Add the advice from Ben Goodrich and Krzysztof Sakrejda on stan-users in response to a query from Jonathan Gilligan:
Jonathan:
There have been some great discussions here about how important it is to use pairs() plots to check for sampling problems (bottlenecks, correlations, etc.), but I would love advice about how to work with big multilevel models where there are a small number of top-level hyperparameters characterizing hyperpriors, but at lower levels have one or more priors (each with one or more parameters) for each of a large number of groups, so pairs() plots of all combinations of parameters would require too many panes to be useful or practical.
Ben:
I would say to always include lp__, top-level hyperparameters, and any variance / standard deviation that goes into the likelihood. If that does not point to the source of your problem, then maybe do additional pairs plots with lp__ and a batch of lower-level parameters. High correlations are not a big deal, per se, but can be problematic when combined with changing variances.
Krzysztof
When choosing which lower-level parameters to plot it helps to divide them into groups based on the amount of data available.

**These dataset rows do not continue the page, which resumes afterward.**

PR #6266, opened 2026-04-03
Decouple pkg/engine/errors from internal/db using adapter layer

sachin9058:
This PR removes the dependency of pkg/engine/errors on internal/db by introducing an adapter layer for database-specific error handling.

Previously, the engine error package relied on internal/db for evaluation, remediation, and alert status mappings, which violated the separation between reusable packages (pkg/) and internal implementation details.

This change extracts all DB-specific error mapping logic into internal/adapters/db/errors.go and updates all usages across the codebase accordingly. The pkg/engine/errors package now contains only pure, reusable engine error logic.

This improves modularity, enforces proper layering, and completes the decoupling started in the previous refactor.

Dependencies:

No external dependencies introduced
Introduces internal adapter layer: internal/adapters/db

Fixes:
Fixes #NONE


evankanderson (approved):
Verified that this was a copy-paste of the pure functions in `pkg/engine/errors`.

Kinda strange how many of the engine components speak in terms of db objects.... I guess we'll eat that elephant one spoonful at a time.

PR #6269, opened 2026-04-03
fix(nats): derive CloudEvents subject from metadata instead of hardcoded TODO

### LINKED ISSUE #6250: Hardcoded "TODO" subject in CloudEvents NATS driver

TRIVENI206:
…ded TODO

# Summary

This PR replaces the hardcoded CloudEvents subject ("TODO") in the NATS eventing driver with a dynamically derived value from message metadata.

The subject is now determined using the following priority:
- entity_id
- repository_id or artifact_id
- project_id

If none of these values are present, a fallback value ("minder") is used.

This improves event filtering in NATS JetStream and aligns with the CloudEvents specification, while keeping the change minimal and avoiding unrelated refactoring for easier review.

Fixes #6250 

# Testing

- Built the NATS module using:
  go build ./internal/events/nats/...

- Ran tests for the NATS module:
  go test ./internal/events/nats/...

- Verified that:
  - The code compiles successfully
  - No tests in the NATS module are broken
  - The subject is now set dynamically instead of being hardcoded


evankanderson:
I'd _like_ to use only entity_ids, but only if that is correct.  I haven't yet pulled in enough of the surrounding code to know that for sure.  Some analysis and/or example cases from a running Minder instance would help.

internal/events/nats/natschannel.go
```diff
@@ -206,7 +206,15 @@ func sendEvent(
...
-	event.SetSubject("TODO")  // This *should* represent the entity, but we don't have a standard field for it yet.
+	subject := ""
+
+	if val, ok := msg.Metadata["entity_id"]; ok && val != "" {
+		subject = val
+	} else {
+		subject = "minder"
+	}
+
+	event.SetSubject(subject)
```
evankanderson, line 217: This is a stupid little Go trick, but you can use the default-zero return value from map lookup combined with `cmp.Or` (return first non-zero value) to write this as:

```suggestion
	event.SetSubject(cmp.Or(msg.Metadata["entity_id"], "minder"))
```

evankanderson (dismissed):
I agree with your assessment -- looking through the `internal/providers/github/webhook` code, it appears that things tend to bottom out in `HandleEntityAndDoMessage`, which has an entity and an originator.

It appears that there are _also_ messages around app installation which won't have an entity ID associated with them, but the fixed "minder" string should work just as well as the fixed "TODO" string.

internal/db/domain.go
evankanderson, line 1: This file looks like it might be a bad merge -- try `git checkout upstream/main internal/db/domain.go`

internal/engine/actions/actions_test.go
evankanderson, line 1: I think this has been fixed at head; try `git pull upstream main` after reverting this change.

evankanderson (commented):
It looks like you may need to fix a bad merge on this PR; after that, I'm happy to approve.

internal/events/nats/natschannel.go
```diff
@@ -206,7 +206,15 @@ func sendEvent(
 	event.SetID(msg.UUID)
 	event.SetType(eventType)
 	event.SetSource("minder") // The system which generated the event.  The Minder URL would be nice here.
-	event.SetSubject("TODO")  // This *should* represent the entity, but we don't have a standard field for it yet.
+	subject := ""
+
+	if val, ok := msg.Metadata["entity_id"]; ok && val != "" {
```
evankanderson, line 211: You don't need to check for presence if you're already checking that `val` is non-zero-valued.


```suggestion
	if val := msg.Metadata["entity_id"]; val != "" {
```

evankanderson (commented):
You still seem to have some merge changes to clean up.  You may want to record your changes, and then reset to head and cherry-pick your changes in.

evankanderson (changes requested):
I'm marking this PR as "request changes" (needs unintended changes in ruletype and elsewhere reverted) to help track which outstanding PRs need maintainer action vs contributor action.

evankanderson:
(This needs conflicts resolved, but could then be merged)

PR #6274, opened 2026-04-04
refactor: reduce db type coupling in engine actions using adapter helpers

sachin9058:
# Summary

This PR refactors the `internal/engine/actions` package to reduce direct coupling with database-specific types.

Previously, engine logic directly compared `db` status enums (e.g., `db.EvalStatusTypes`, `db.AlertStatusTypes`, `db.RemediationStatusTypes`). This created tight coupling between the engine layer and the database layer.

This PR replaces those comparisons with helper functions in `internal/adapters/db`, such as:
- IsEvalFailure
- IsEvalSuccess
- IsEvalError
- IsRemediationSkipped
- IsAlertOn
- IsAlertOff

This improves separation of concerns and continues the incremental effort to decouple engine components from database representations.

Additionally, unit tests were added for the adapter helper functions to ensure correctness and maintain coverage.

No additional dependencies are introduced.

Fixes #NONE

# Testing

- Ran full test suite:
  make test

- Verified build:
  make build-minder-cli

- Verified lint:
  make lint-fix

- Added unit tests in:
  internal/adapters/db/errors_test.go

All tests pass and no regressions were observed.

### DIFF
--- a/internal/adapters/db/errors.go
+++ b/internal/adapters/db/errors.go
@@ -14,7 +14,7 @@ import (
 	"github.com/mindersec/minder/pkg/engine/v1/interfaces"
 )
 
-// ErrorAsEvalStatus returns the evaluation status for a given error
+// ErrorAsEvalStatus returns the evaluation status for a given error.
 func ErrorAsEvalStatus(err error) db.EvalStatusTypes {
 	if errors.Is(err, interfaces.ErrEvaluationFailed) {
 		return db.EvalStatusTypesFailure
@@ -26,7 +26,7 @@ func ErrorAsEvalStatus(err error) db.EvalStatusTypes {
 	return db.EvalStatusTypesSuccess
 }
 
-// ErrorAsEvalDetails returns the evaluation details for a given error
+// ErrorAsEvalDetails returns the evaluation details for a given error.
 func ErrorAsEvalDetails(err error) string {
 	var evalErr *engineerrors.EvaluationError
 	if errors.As(err, &evalErr) && evalErr.Template != "" {
@@ -41,7 +41,7 @@ func ErrorAsEvalDetails(err error) string {
 	return ""
 }
 
-// ErrorAsRemediationStatus returns the remediation status for a given error
+// ErrorAsRemediationStatus returns the remediation status for a given error.
 func ErrorAsRemediationStatus(err error) db.RemediationStatusTypes {
 	if err == nil {
 		return db.RemediationStatusTypesSuccess
@@ -60,7 +60,7 @@ func ErrorAsRemediationStatus(err error) db.RemediationStatusTypes {
 	return db.RemediationStatusTypesError
 }
 
-// RemediationStatusAsError returns the remediation status for a given error
+// RemediationStatusAsError returns an error corresponding to the remediation status.
 func RemediationStatusAsError(prevStatus *db.ListRuleEvaluationsByProfileIdRow) error {
 	if prevStatus == nil {
 		return engineerrors.ErrActionSkipped
@@ -84,7 +84,7 @@ func RemediationStatusAsError(prevStatus *db.ListRuleEvaluationsByProfileIdRow) 
 	return fmt.Errorf("generic remediation error status: %s", s)
 }
 
-// ErrorAsAlertStatus returns the alert status for a given error
+// ErrorAsAlertStatus returns the alert status for a given error.
 func ErrorAsAlertStatus(err error) db.AlertStatusTypes {
 	if err == nil {
 		return db.AlertStatusTypesOn
@@ -103,7 +103,7 @@ func ErrorAsAlertStatus(err error) db.AlertStatusTypes {
 	return db.AlertStatusTypesError
 }
 
-// AlertStatusAsError returns the error for a given alert status
+// AlertStatusAsError returns an error corresponding to the alert status.
 func AlertStatusAsError(prevStatus *db.ListRuleEvaluationsByProfileIdRow) error {
 	if prevStatus == nil {
 		return errors.New("no previous alert state")
@@ -126,17 +126,17 @@ func AlertStatusAsError(prevStatus *db.ListRuleEvaluationsByProfileIdRow) error 
 	return fmt.Errorf("unknown alert status: %s", s)
 }
 
-// EvalErrorAsString returns the evaluation error as a string
+// EvalErrorAsString returns the evaluation error as a string.
 func EvalErrorAsString(err error) string {
 	return string(ErrorAsEvalStatus(err))
 }
 
-// RemediationErrorAsString returns the remediation error as a string
+// RemediationErrorAsString returns the remediation error as a string.
 func RemediationErrorAsString(err error) string {
 	return string(ErrorAsRemediationStatus(err))
 }
 
-// AlertErrorAsString returns the alert error as a string
+// AlertErrorAsString returns the alert error as a string.
 func AlertErrorAsString(err error) string {
 	return string(ErrorAsAlertStatus(err))
 }
--- a/internal/adapters/db/errors.go
+++ b/internal/adapters/db/errors.go
@@ -141,29 +141,32 @@ func AlertErrorAsString(err error) string {
 	return string(ErrorAsAlertStatus(err))
 }
 
-// Eval status helpers
+// IsEvalFailure returns true if evaluation status is failure.
 func IsEvalFailure(s db.EvalStatusTypes) bool {
 	return s == db.EvalStatusTypesFailure
 }
 
+// IsEvalSuccess returns true if evaluation status is success.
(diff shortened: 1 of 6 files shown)


internal/engine/actions/actions.go
```diff
@@ -121,188 +132,151 @@ func (rae *RuleActionsEngine) processAction(
...
+		Str("cmd", string(cmd)).
+		Msg("invoking action")
+
 	action := rae.actions[actionType]
-	// Return the result of the action
 	return action.Do(ctx, cmd, ent, params, metadata)
 }
 
-// shouldRemediate returns the action command for remediation taking into account previous evaluations
+// ✅ FIXED (uses adapter + enum comparisons)
```
evankanderson: Preference for not using emoji in comments, sorry!

evankanderson: Also, the previous comment explained what the method was intended to do, while the new comment doesn't really explain why the code is the way it is.  Preference for keeping the old function comments here (and elsewhere in the PR where they were deleted for internal visibility methods) -- while the linter doesn't require it, they can still be handy.

internal/engine/actions/actions.go
```diff
@@ -121,188 +132,151 @@ func (rae *RuleActionsEngine) processAction(
...
 func shouldRemediate(prevEvalFromDb *db.ListRuleEvaluationsByProfileIdRow, evalErr error) engif.ActionCmd {
-	// Get current evaluation status
+
 	newEval := dbadapter.ErrorAsEvalStatus(evalErr)
```
evankanderson: For a future PR: it would be great to simply evaluate these (in the case statement) as error types, rather than converting to DB types for the comparison.

But not in this PR.  😁

internal/engine/actions/actions.go
```diff
@@ -121,188 +132,151 @@ func (rae *RuleActionsEngine) processAction(
...
 	if prevEvalFromDb != nil {
 		prevRemediation = prevEvalFromDb.RemStatus
 	}
 
-	// Start evaluation scenarios
-
-	// Case 1 - Do not try to be smart about it by doing nothing if the evaluation status has not changed
-
-	// Proceed with use cases where the evaluation changed
-	switch newEval {
```
evankanderson, line 155: One advantage of `switch/case` over the current logic with `if` statements is that it is easier to verify you've covered all the cases.  Since this block is still "thinking" in terms of DB enums, is there a particular benefit to the "nested-if-with-early-exit" style?

evankanderson (commented):
This doesn't _seem_ to change any of the evaluation logic, but I don't particularly see the maintenance / comprehension benefit of switching from `switch/case` statements (with comments explaining the rationale behind the choices) to `if` statements with early returns.

Additionally, by rewriting e.g. `if` conditions to put the value on the left, this PR is more likely to show up in `git blame` when someone is investigating the logic here, and then come ask you questions about logic that you didn't change.  😁   I'm sure that you'll later come and touch these when you remove the use of the DB enum, but I'm not sure that this PR adds enough value to merge.  (That happens to me, too!)

internal/engine/actions/actions.go
```diff
@@ -92,217 +88,195 @@ func (rae *RuleActionsEngine) DoActions(
...
-			finalErr = enginerr.ErrInternal
 		}
 	}()
-	zerolog.Ctx(ctx).Debug().Str("action", string(actionType)).Str("cmd", string(cmd)).Msg("invoking action")
-	// Get action engine
+
 	action := rae.actions[actionType]
-	// Return the result of the action
 	return action.Do(ctx, cmd, ent, params, metadata)
 }
```
evankanderson, line 164: It looks like we're no longer returning an `ErrInternal` if the `action.Do` panics.  (Yes, we should probably add a test to cover this.)

internal/engine/actions/actions.go
```diff
@@ -92,217 +88,195 @@ func (rae *RuleActionsEngine) DoActions(
...
-
-	// Proceed with use cases where the evaluation changed
 	switch newEval {
 	case db.EvalStatusTypesError:
+		return engif.ActionCmdDoNothing
+
 	case db.EvalStatusTypesSuccess:
-		// Case 2 - Evaluation changed from something else to ERROR -> Remediation should be OFF
-		// Case 3 - Evaluation changed from something else to PASSING -> Remediation should be OFF
-		// The Remediation should be OFF (if it wasn't already)
```
evankanderson, line 160: Why are we removing these comments?

internal/engine/actions/actions.go
```diff
@@ -92,217 +88,195 @@ func (rae *RuleActionsEngine) DoActions(
...
-		if db.RemediationStatusTypesSkipped == prevRemediation {
+		if prevRemediation == db.RemediationStatusTypesSkipped {
 			return engif.ActionCmdOn
 		}
-		// Do nothing if the Remediation is something else other than skipped, i.e. pending, success, error, etc.
 		return engif.ActionCmdDoNothing
-	case db.EvalStatusTypesSkipped:
-	case db.EvalStatusTypesPending:
+
+	case db.EvalStatusTypesSkipped, db.EvalStatusTypesPending:
```
evankanderson: This is making me wonder if the original author was thinking of C-style `switch/case` when they wrote the original line 156 in #2833.  Looking at the code there, I'm thinking that line 156/157 of the original should be `case db.EvalStatusTypesError, db.EvalStatusTypesSuccess:`.

(not excessively rewriting code makes it easier to do this kind of archaelogy with the "blame" view, e.g. https://github.com/mindersec/minder/blame/main/internal/engine/actions/actions.go#L158 leads to #2865, which references #2862.  That, in turn, references #2833, which was the original change that seems to have caused a problem during the migration step.

Looking through #2833, it seems like [commit a33f2f0](https://github.com/mindersec/minder/pull/2833/changes/a33f2f0c9c0c970603e348d06785af1cd367f7e0) originally had the same logic for `db.EvalStatusTypesError` and `db.EvalStatusTypesSuccess`, and we attempted to collapse them into one case but did so incorrectly.

Thanks for nudging me to dig into the history of this code!

internal/engine/actions/actions.go
```diff
@@ -92,217 +88,195 @@ func (rae *RuleActionsEngine) DoActions(
...
 }
 
-// isSkippable returns true if the action should be skipped
+// isSkippable checks if action should be skipped
 func (rae *RuleActionsEngine) isSkippable(ctx context.Context, actionType engif.ActionType, evalErr error) bool {
-	var skipAction bool
 
 	logger := zerolog.Ctx(ctx).Info().
 		Str("eval_status", string(dbadapter.ErrorAsEvalStatus(evalErr))).
 		Str("action", string(actionType))
```
evankanderson: It's weird to build this logger (actually a `zerolog.Event`) here to only use it on line 240.  Maybe move it to that location?

internal/engine/actions/actions.go
```diff
@@ -92,217 +88,195 @@ func (rae *RuleActionsEngine) DoActions(
...
 }
 
-// getDefaultResult returns the default result for the action engine
 func getDefaultResult(ctx context.Context) enginerr.ActionsError {
-	// Get logger
 	logger := zerolog.Ctx(ctx)
 
-	// Even though meta is an empty json struct by default, there's no risk of overwriting
-	// any existing meta entry since we don't upsert in case of conflict while skipping
 	m, err := json.Marshal(&map[string]any{})
```
evankanderson: This seems like a pretty wasteful way to write `[]byte("{}")`.  Feel free to fix it if you want (and then you can avoid needing to log anything, and then `getDefaultResult` doesn't need a `ctx` argument at all...).

internal/entities/properties/service/service.go
```diff
@@ -15,6 +15,8 @@ import (
 	"github.com/rs/zerolog"
 	"google.golang.org/protobuf/reflect/protoreflect"
 
+	"strings"
```
evankanderson, line 18: This standard library import needs to be with the other standard library imports for lint.

internal/adapters/db/errors.go
```diff
@@ -14,7 +14,7 @@ import (
 	"github.com/mindersec/minder/pkg/engine/v1/interfaces"
 )
 
-// ErrorAsEvalStatus returns the evaluation status for a given error
+// ErrorAsEvalStatus returns the evaluation status for a given error.
```
evankanderson, line 17: There are a lot of these spurious (e.g. "type I - formatting") changes mixed in with the "type II - refactoring" changes.  As mentioned previously; if you feel strongly about the type I changes (as opposed to simply having an over-active LLM configuration), please move them to a separate PR.

evankanderson (changes requested):
I'm marking this PR as "request changes" (lint error and excessive comment rewriting) to help track which outstanding PRs need maintainer action vs contributor action.

Alternatively, if you feel like this PR is no longer as useful, feel free to close it.

PR #69, opened 2020-05-06
fixes #59 removing manual set of fill value list in all of geoprocess…

### LINKED ISSUE #59: calculate slope unnecessarily sets fills the nodata value
It is not necessary to fill a nodata value in an empty raster, but `calculate_slope` does it. This is noticeable in large rasters when filling can take up to 30% of the total runtime of the function. Easy fix: don't fill.

richpsharp:
This PR removes an inefficiency I spotted in `calculate_slope` where it first fills the target raster with nodata values. This is not necessary with any recent version of GDAL (and I wonder if it ever was?) and can otherwise be a significant step in calculation when calculating slopes, sometimes almost doubling computation time.

This PR removes the `fill_value=...` call in `calculate_slope` and a few irrelvant `fill_value=None`s that aren't useful either in `geoprocessing_core.py`. There's no need to add an additional test since the current slope testing suite includes nodata values in the base data and still behave as expected.

### DIFF
--- a/HISTORY.rst
+++ b/HISTORY.rst
@@ -15,6 +15,8 @@ Unreleased Changes
   might be included with the source distribution.
 * Added ``set_tol_to_zero`` to ``convolve_2d`` to allow for in-function masking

Following Ben's advice on stan-users:
For scale parameters, I do
- Jeffreys if I know the units of measurement don't matter
- rescaled Exponential if I know the mean
- rescaled Gamma, Generalized Gamma, or Amoroso if I know more than the mean (which is rare)
- [ ] add this advice for scale parameters (assuming Andrew doesn't object)
- [ ] add chapter on reference priors (Jeffrey's priors; ditto)
- [ ] add chapter on arithmetic precision
- [ ] add discussion of cdfs and ccdfs and rngs in general to the chapter that includes vectorization and rename it
from #1564:
- [ ] add arguments to sampling statements
From Krzysztof Sakrejda on stan-users:
... slice sampling and MH don't make sense since we have HMC but ADVI and optimization have different enough properties that they're worth including. I just looked at the Stan manual and it doesn't really address the choice of algorithms in any clear section (maybe it's in the intro in story form) so maybe right before section 1.5 which launches into talking about sampling there could be a little section about choice of algorithms.- [ ] add an overview of various algorithms
Comment from @bgoodri on stan-users:
There are many ways of defining a partial correlation. Some include
- The correlation between i and j given all other variables. This is given by inverting the covariance matrix, rescaling it to a correlation matrix, and negating the off-diagonal elements
- The correlation between i and j given all variables (if any) before i where i < j. These are given by the transformation from a correlation matrix to unconstrained parameters if you do a Fisher transform of the unconstrained parameters. You can do this in R with the unconstrained_pars function.
- The correlation between i and j given all variables (if any) between i and j where i < j. This is not available in Stan but there is code for it in the clusterGeneration R package.
- The correlation between i and j given all variables (if any) after j where i < j. These partial correlations do not have a name as far as I know of and no code either.